Metadata-Version: 2.2
Name: karton_memory_watcher
Version: 1.0.2
Summary: Memory watcher for karton consumers
Author-email: Rakovsky Stanislav <iam@disasm.me>
Project-URL: Homepage, https://github.com/rakovskij-stanislav/karton_memory_watcher
Classifier: Programming Language :: Python :: 3
Classifier: License :: OSI Approved :: MIT License
Classifier: Operating System :: OS Independent
Requires-Python: >=3.7
Description-Content-Type: text/markdown
Requires-Dist: karton-core>=5.0.0
Requires-Dist: psutil>=5.9.0

# karton memory watcher

This is a tool for [karton](https://github.com/CERT-Polska/karton) workers.

Working for several months in a row, Python processes consumes more and more RAM.
And sometimes calls for GC are not a solution.
This is especially felt when working with libraries that help to parse certain file formats -
at the start, the process takes up 60 megabytes of RAM, and after a couple of months - 400.

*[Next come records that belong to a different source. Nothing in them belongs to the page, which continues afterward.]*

PR #2446, opened 2023-10-17
Dependent default values

### LINKED ISSUE #2445: Allow default values to refer to previous arguments
e- Currently default values can only refer to names available at the top scope (i.e. the scope where the function/constructor being defined is).
Sometimes it can be useful to refer to previos arguments. For instance consider the example given in #2427:
```
trait
type Ord A := mkOrd {
  cmp : A -> A -> Ordering
  < (x y : A) : Bool := case cmp x y of {
    | LT := true
    | _ := false
  };
  ..
};
```
In the default definition of `<` we need to refer to `cmp`.

## Implementation
We briefly discussed online one possible way to implement this: If we have:
```
f {a : Nat := 0} {b : Nat := a + 1}  {c : Nat := a + b} := ...
```
Then if we find `f` we should generate the following:
```
let a := 0
     b := a + 1
     c := a + b
in f a b c;
```

Note that default arguments happens in `FromConcrete.NamedArguments` and in the aritychecker.
So if we have `f {b := 1}`, then the NamedArguments desugarer will generate
```
let a := _
     b := 1
in f {a} {b}
```
And the arity checker will introduce the final argument:
```
let a := _
     b := 1
in 
  let 
    c := a + b
   in  f {a} {b} {c}
```

janmasrovira:
- Closes #2445


janmasrovira:
It is possible to enter an infinite loop when inserting default arguments.

E.g.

This library implements a watcher that monitors the gradual increase in the service's RAM usage and shuts
it upon reaching a set threshold.

### Cases to run karton-memory-watcher is suitable

Every way that can auto-restart your service. For example, I can suggest at least three of them:

1. systemctl service restart policy: `on-failure` / `always`
2. docker service restart policy: `on-failure` / `always` / `unless-stopped`
3. Screen infinite loop: `while true; do your_app; sleep 10; done`

### Installation

You can install it via pip:
```
pip install karton-memory-watcher
```

### How to use it

Simple way:
```python
from karton.core import Consumer
from karton.memory_watcher import implant_watcher, RestartBehavior, RestartRule

class YourConsumer(Consumer):
    pass

if __name__ == "__main__":
    foobar = YourConsumer()
    implant_watcher(
        foobar,
        RestartRule(
            extra_consumed_memory_percent=80,
            # call_before_exit=(close_db_connections, )
            # restart_behavior=RestartBehavior.EXIT_0
        )
    )
    foobar.loop()

```

RestartRule modes:
1. `proceed_tasks`: count of tasks to proceed for restart
2. `elapsed_time`: how many seconds should pass
3. `extra_consumed_memory_percent`: extra memory used in % (100% means twice of memory compared to point before starting first task). It uses megabytes to calculate percents.
4. `extra_consumed_megabytes`: extra memory used in megabytes (e.g. your service at start uses 60MB and you need to kill it if it consumes extra 500+ MB)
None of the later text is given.